Sens. Sherrod Brown, D-Ohio, and David Vitter, R-La., on Friday proposed amending pending housing finance reform legislation to prevent the biggest firms from dominating a new mortgage system.

The Senate Banking Committee is scheduled on Tuesday to consider the legislation, drafted by Sens. Tim Johnson, D-S.D., chairman of the banking panel, and Mike Crapo, R-Idaho, the ranking member, to replace the current government-sponsored enterprises with a new framework. But ahead of the markup, Brown and Vitter released nine amendments to the bill aimed at concerns about the role institutions considered "too big to fail" would play in the new structure.

"If we’re going to rely on private companies to insure mortgage-backed securities, we should create a wall to ensure that the same institutions are not also originating, aggregating, or servicing the mortgages," said Brown in a press release. "We know that excessive integration triggered the need for previous bailouts. Housing finance reform should help prevent future bailouts, not expose our financial system to more risk."

The bipartisan duo of Brown and Vitter has previously teamed up on proposals to eliminate "too big to fail," introducing legislation last spring, for example, to break up the big banks.

The Johnson-Crapo bill would unwind Fannie Mae and Freddie Mac and establish a new secondary mortgage market backed by a government guarantee in the event of catastrophic losses. Private companies would be mandated to put up 10% first-loss capital, though that requirement could be met through a variety of mechanisms, including risk-sharing agreements. The system would be overseen by a new regulator, the Federal Mortgage Insurance Corp.
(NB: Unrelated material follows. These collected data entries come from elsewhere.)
PR #692, opened 2019-08-07
Fix Geofence Naming in example.json

nhumber:
## Type of Change

## Wiki Update


LegitDongo:
This was already fixed in dev.
It will get merged into master eventually

Issue #691, opened 2019-08-06
Python shenanigans (data.get or compatibility)


JabLuszko:
## Troubleshooting Checklist

- [x] My Scanner install is at the most recent version.
- [x] My PokeAlarm install is at the most recent version.
- [x] I've already checked the
 [FAQ](https://github.com/RocketMap/PokeAlarm/wiki/faq) and the
 [Wiki](https://github.com/RocketMap/PokeAlarm/wiki) already.

## Problem Description
This was debugged inside WeatherEvent, but should impact more things that use diff fields for MAD/RDM.
Initial error was: ```ValueError: '=' alignment not allowed in string format specifier```
Turns out severity_id was None, while it was sent in webhook as "alert_severity" - yet "severity" (probably used by RDM) was not set, so was returning None.

```
self.severity_id = data.get('alert_severity') or data.get('severity')

Log:
data.get('alert_severity'): 0
data.get('severity'): None

>>> print 0 or None
None
>>> print None or 0
0

Python3 does the same thing.
```

## Environment
Operating System: ` Linux `
Python Version: ` Python 2.7.15+ (default, Nov 27 2018, 23:36:35)
[GCC 7.3.0] on linux2`

LegitDongo:
`alert_severity` was getting sent as `0` - a valid value
I'm assuming that Python evaluates this as "falsey", thus the `or` skips over it

LegitDongo:
https://docs.python.org/2/reference/expressions.html#boolean-operations
Documentation reference
```
The expression x and y first evaluates x; if x is false, its value is returned; otherwise, y is evaluated and the resulting value is returned.

The expression x or y first evaluates x; if x is true, its value is returned; otherwise, y is evaluated and the resulting value is returned.
```

JimBim89:
Line 67 may also be a culprit here, changing "is" to "==" should be the way to go.

(WeatherEvent.py:67:23: F632 use ==/!= to compare str, bytes, and int literals)

JimBim89:
Also when weather condition is 0 (ingame weather provider down) it will be displayed as unknown in PA alerts instead of using the available locale "None" for id 0.

LegitDongo:
The problem is that lazy evaluation treats `0` as `falsey`, so my plan was to change it to something like
`data.get('alert_severity', data.get('severity', 0))` in order to only go to the next `data.get` on `None`
e.g. 
[...]

PR #693, opened 2019-08-08
Fixed weather/severity event issues

JimBim89:
## Description
This fixes the issues with the or statement related to 0 ids.

## Type of Change

## Motivation and Context
Fixes for issue https://github.com/PokeAlarm/PokeAlarm/issues/691

## How Has This Been Tested?
Locally with latest dev.

## Wiki Update


JimBim89:
While digging through weather stuff I also noticed that PA has serverity "extreme" as 3, but in the protos it has a value of 2 ([link](https://github.com/Furtif/POGOProtos/blob/master/src/POGOProtos/Map/Weather/WeatherAlert.proto)), does someone know why its one off here? 

Also the text for "moderate" is never mentioned like that to the player in game, the weather alert is always displayed as "Careful", maybe adjust the locales to reflect the ingame behavior?

kvangent (dismissed):

kvangent:
> While digging through weather stuff I also noticed that PA has serverity "extreme" as 3, but in the protos it has a value of 2 ([link](https://github.com/Furtif/POGOProtos/blob/master/src/POGOProtos/Map/Weather/WeatherAlert.proto)), does someone know why its one off here?
> 
> Also the text for "moderate" is never mentioned like that to the player in game, the weather alert is always displayed as "Careful", maybe adjust the locales to reflect the ingame behavior?

The protos may have shifted, or we may have gotten it wrong in the first place. Happy to update if you want to PR it.

LegitDongo (dismissed):
This doesn't fix the underlying issue of `or` usage, however this fixes the immediate bug of weather being broken.

LegitDongo:
Waiting on merge until we can get a few more weather-related things put into this

LegitDongo:
@JimBim89 Here's the changes we discussed on Discord, did you want to add these here?
```
for severity it would error like mentioned avbove (can't shift unknown to 3 digits)
and for ingame weather disabled it wouldn't get the localized weather word for 0 (None)
whats still up for discussion is the id for extreme weather and the locals for moderate - in PA extreme is 3 but in protos its 2
and would you rather have the old "Moderate" text from protos var or the ingame text "Careful" for id 1?
```

We also discussed a better way to alert weather changes since severity can change several times a minute, such as a cooldown
`maybe a cooldown (1-5min?) after a severity change`
https://cdn.discordapp.com/attachments/218822834225545216/656562725882822722/Unbenannt.png

LegitDongo (approved):
Since this still fixes the bug I'm going to go ahead and merge this.

If you still want to add the mentioned functionality later you can open a new PR

PR #701, opened 2019-10-19
WIP - Add verified spawn emoji for DTS

DrMurx:
## Description

Adds a new DTS `spawn_verified_emoji` which translates the simple boolean of `spawn_verified` to  a ✅ or a ❓ emoji respectively.

## Type of Change

## Motivation and Context

Emojis are easier to grasp than a literal boolean.

## How Has This Been Tested?

By adding the new token to a DTS template

## Wiki Update

### DIFF
--- a/PokeAlarm/Events/MonEvent.py
+++ b/PokeAlarm/Events/MonEvent.py
@@ -143,25 +143,19 @@ class MonEvent(BaseEvent):
             'encounter_id': self.enc_id,
             'mon_name': locale.get_pokemon_name(self.monster_id),
             'mon_id': self.monster_id,
-            'mon_id_3': "{:03}".format(self.monster_id),
-
-            # Time Remaining
-            'time_left': time[0],
-            '12h_time': time[1],
-            '24h_time': time[2],
-            'time_left_no_secs': time[3],
-            '12h_time_no_secs': time[4],
-            '24h_time_no_secs': time[5],
-            'time_left_raw_hours': time[6],
-            'time_left_raw_minutes': time[7],
-            'time_left_raw_seconds': time[8],
-
+            'mon_id_3': "{:03}".format(self.monster_id)
+        })
+        dts.update(self._disappear_time_infos(time, self.spawn_verified))
+        dts.update({
             # Spawn Data
             'spawn_start': self.spawn_start,
             'spawn_end': self.spawn_end,
             'spawn_verified': self.spawn_verified,
             'spawn_verified_emoji': get_verified_spawn_emoji(
                 self.spawn_verified),
+            'unknown_spawn_end_or_empty': (
+                locale.get_unknown_despawn_time() if self.spawn_verified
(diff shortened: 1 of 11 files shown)


darkelement1987:
Could you please add your changes to the docs? And maybe use ❌ for 'Not verified'

DrMurx:
Sure. 

However, I'd like to develop the whole idea a bit further, will push some more commits to this PR tonight. Documentation will be updated as well.

JimBim89:
My local setup uses all three, using ? for no verified data.

I also have verified_emoji_or_empty and unverified_emoji_or_empty.

So you don't have to have checkpoints all the time.

PokeAlarm/Events/MonEvent.py
```diff
@@ -337,3 +333,20 @@ def generate_dts(self, locale, timezone, units):
                 and self.weight <= 2.41 else '')
         })
         return dts
+
+    def _disappear_time_infos(self, time, spawn_verified):
```
LegitDongo, line 337: This seems like something that would do better in the PokeAlarm.Utils file

PokeAlarm/Events/MonEvent.py
```diff
@@ -143,23 +143,19 @@ def generate_dts(self, locale, timezone, units):
...
-            'time_left': time[0],
-            '12h_time': time[1],
-            '24h_time': time[2],
-            'time_left_no_secs': time[3],
-            '12h_time_no_secs': time[4],
-            '24h_time_no_secs': time[5],
-            'time_left_raw_hours': time[6],
-            'time_left_raw_minutes': time[7],
-            'time_left_raw_seconds': time[8],
-
```
LegitDongo, line 158: Why were the above lines removed?
I think this is a standard part of dev now

LegitDongo (changes requested):
I like this, just a few questions

PokeAlarm/Events/MonEvent.py
DrMurx: I accidentally pushed a preliminary commit, that's why I marked the whole PR as WIP. It's seriously broken now, but I'm super-busy atm and will push the full changeset later.

DrMurx: As an outline, all the time fields get an `...or_empty` counterpart. Any given despawn time information is just an estimation if the despawn time is not verified, so the template configuration could reflect this.

PokeAlarm/Events/MonEvent.py
DrMurx: Sure :)

LegitDongo: Sorry, I meant PokeAlarm.MonUtils since this will only be used for monsters :smile:

LegitDongo:
@DrMurx what's the status of this?

LegitDongo:
Closed in favor of #710

PR #708, opened 2019-12-31
Custom Static Map Alarm Field

LegitDongo:
## Description
Allow the static map field to be through a custom URL for alarms

## Type of Change

## Motivation and Context
Google static maps are cool and all, but they can be expensive and some people may want more options.

## How Has This Been Tested?
very little, win10, webhook tester

## Wiki Update
Wiki update included.

(Ignore the first commit message, not sure how that happened)


temp666:
This works well with Discord. When is the plan to merge this?

kvangent (approved):

PR #710, opened 2020-01-22
Spawn Verified DTS

JimBim89:
## Description
This changes the verified data from a simple false/true to a unknown/no/yes.
It also improves the existing dts for this and adds additional emoji dts.

## Type of Change

## Motivation and Context
Prior to this you could not distinguish between no data at all and a unverified one.
And since nearly all my spawns are verified, I rather want to only display dts for unverified.

## How Has This Been Tested?
Tested with latest PokeAlarm and MAD.

## Wiki Update

### DIFF
--- a/PokeAlarm/Events/MonEvent.py
+++ b/PokeAlarm/Events/MonEvent.py
@@ -9,7 +9,7 @@ from PokeAlarm.Utils import (
     get_move_duration, get_move_energy, get_pokemon_size,
     get_applemaps_link, get_time_as_str, get_seconds_remaining,
     get_base_types, get_dist_as_str, get_weather_emoji,
-    get_type_emoji, get_waze_link)
+    get_verified_emoji, get_type_emoji, get_waze_link)
 from . import BaseEvent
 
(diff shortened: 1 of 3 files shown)


PokeAlarm/Events/MonEvent.py
```diff
@@ -159,7 +160,16 @@ def generate_dts(self, locale, timezone, units):
             # Spawn Data
             'spawn_start': self.spawn_start,
             'spawn_end': self.spawn_end,
-            'spawn_verified': self.spawn_verified,
+            'spawn_verified':
```
LegitDongo, line 163: We should change this to `verified` or change the rest to include `spawn_` in front of them for consistency

LegitDongo (changes requested):
Rest looks good ✅ 
After this is changed and we get a test then I'm cool with a merge.

LegitDongo:
Adding docs is also required, sorry I forgot in the review.

LegitDongo (approved):
✅

PR #711, opened 2020-01-23
Add is_exclusive field support for eggs

JimBim89:
## Description
This adds functionality to show if an egg has an exclusive raid or not.
Also has a filter to be able to put those eggs into different alarms.

I also added some missing dts to docs while updating it for this PR.

## Type of Change

## Motivation and Context
MAD can already send this information, so it only makes sense to use it.
I have set up an extra channel for ex eggs after nearly missing one earlier.

## How Has This Been Tested?
Tested with latest PokeAlarm and MAD.

## Wiki Update


LegitDongo (approved):
Looks good

Issue #11291, opened 2019-11-22
Tile: Text illegible on dark theme


phkuo:
Broken code:
https://github.com/OfficeDev/office-ui-fabric-react/blob/master/packages/experiments/src/components/Tile/Tile.scss

The text on a tile in a dark theme is illegible:
![image](https://user-images.githubusercontent.com/20691641/69466193-32cf5680-0d38-11ea-9dcd-ef46f7d776d6.png)

The issue is that the text color uses `$ms-color-white`, while the background gradient uses a hardcoded black color (line 424). Themed colors and hardcoded colors should not be mixed. In this case, either we should find a way to make the gradient themable (which sounds hard), or also hardcode #fff as the font color (which sounds like the sane path forward).

aneeshack4:
@phkuo Where is setting the text color? I see `ms-color-white` for `name` on line 476 - is that what you're referring to? Hardcoding the #fff as the font color sounds reasonable to me as well. Do you think some design input here could be useful?

phkuo:
Not sure which line it is exactly. Design intent here is clear, i vote we just hardcode it.

Sent by phone

________________________________

aneeshack4:
@phkuo I'm following up online.

aneeshack4:
It seems either the `$ms-color-white` for [`name`](https://github.com/OfficeDev/office-ui-fabric-react/blob/master/packages/experiments/src/components/Tile/Tile.scss#L477) or inside [this `hasForegroundFrame`](https://github.com/OfficeDev/office-ui-fabric-react/blob/master/packages/experiments/src/components/Tile/Tile.scss#L148) are the most appropriate places for this change - I tried changing both of these separaetly,  Tile text looks just as visible in dark mode as in regular:
![image](https://user-images.githubusercontent.com/4161791/69768704-765e0200-1136-11ea-8675-a1d2f7f1ef36.png)
![image](https://user-images.githubusercontent.com/4161791/69768709-7958f280-1136-11ea-8244-1f9041b48836.png)
Tagging component owner @ThomasMichon - Thomas, do you have any additional insights into this?

phkuo:
@aneeshack4 it's specifically for tiles on top of picture thumbnails, sorry if I didn't make that clear! In those cases, it adds a gradient at the bottom, and the text is on top of that gradient. The gradient is hardcoded to white, but the text is themed.

aneeshack4:
will need some input from @ThomasMichon who is the component owner

[...]

PR #11587, opened 2020-01-02
Tile: Fix text over image color

Pratik-Chhajer:
#### Pull request checklist

#### Description of changes

The text appearing over image use's $ms-color-white to set it's color styling. In case of dark mode, it gets translated to some shade of black which is not desired behavior. Below screenshots are from OneDrive for Consumers web.

Before:
MicrosoftTeams-image (1)

After:
MicrosoftTeams-image (2)

###### Microsoft Reviewers: [Open in CodeFlow](http://wpcp.azurewebsites.net/CodeFlowProtocolProxy2.php?pullrequest=https://github.com/OfficeDev/office-ui-fabric-react/pull/11587)

### DIFF
--- a/change/@uifabric-experiments-2020-01-02-09-47-28-pratik-chhajer-text-over-image-color-fix.json
+++ b/change/@uifabric-experiments-2020-01-02-09-47-28-pratik-chhajer-text-over-image-color-fix.json
@@ -1,6 +1,6 @@
 {
   "type": "patch",
-  "comment": "fix color of text over image in dark mode",
+  "comment": "Tile: fix color of text over image in dark mode",
   "packageName": "@uifabric/experiments",
   "email": "prchhaje@microsoft.com",
   "commit": "964a018662ecadc2db4f6ee9cb049bc9543b1ec3",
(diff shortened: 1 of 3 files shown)


aneeshack4:
@Pratik-Chhajer Is this a fix for #11291? It looks like it - thanks for making it! I was investigating it and talking with @ThomasMichon a while ago about where exactly in Tile.scss to make this change as that was unclear but I think this looks good. Though clarification question - why Signal.scss is being changed too?

aneeshack4:
Adding @phkuo in case you're not looped in on this already - I believe this will fix your problem in sharepoint?

Pratik-Chhajer:
@aneeshack4 I recently implemented dark mode for OneDrive PWA, I was facing issue similar to #11291. 

For my use case in OneDrive web, the tiles of video uses `signal` class for play icon. So even after changes in `Tile.scss` the play icon for videos was coming in black shade in case of dark mode, to fix that I updated `Signal.scss` too, I am not sure if that would break any other component using `Signal.scss`, will be helpful if any of @aneeshack4  @phkuo or @ThomasMichon can confirm this once.


play_button_web

micahgodbolt:
Is this ready to be merged?

aneeshack4:
@micahgodbolt might be good to have @ThomasMichon look at it since he's component owner but since it's just a scss change maybe it's not needed - I think the Signal change is a bit unclear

Brown and Vitter's proposed amendments would limit the overlap between mortgage originators, aggregators, bank holding companies and insured depository institutions on one side and the guarantors that would back new mortgage securities on the other side. Several housing and banking groups have raised similar concerns that the biggest banks could come to dominate the market and create systemic risk if they are heavily involved in all of the various system functions.

The Brown-Vitter amendments would also require guarantors to hold at least 6% equity capital in addition to meeting the more flexible 10% first-loss capital requirement, and would limit the market concentration of both aggregators and guarantors to 10%. In addition they would also create a new Office of Taxpayer Protection inside the FMIC and would prohibit regulators from bailing out guarantors.

Brown separately introduced two additional amendments to the legislation on Friday that would impose a fiduciary duty on trustees overseeing private-label securities in order to establish legal liability for fraud and other errors.

"This is a win-win proposal," Brown said in another press release. "If mortgage servicers and trustees have a stake in preventing defaults, more Americans will stay in their homes rather than face abuses while trying to modify their mortgages or avoid foreclosure. Meanwhile, investors like pension funds will be protected and we can attract more private capital back into the market."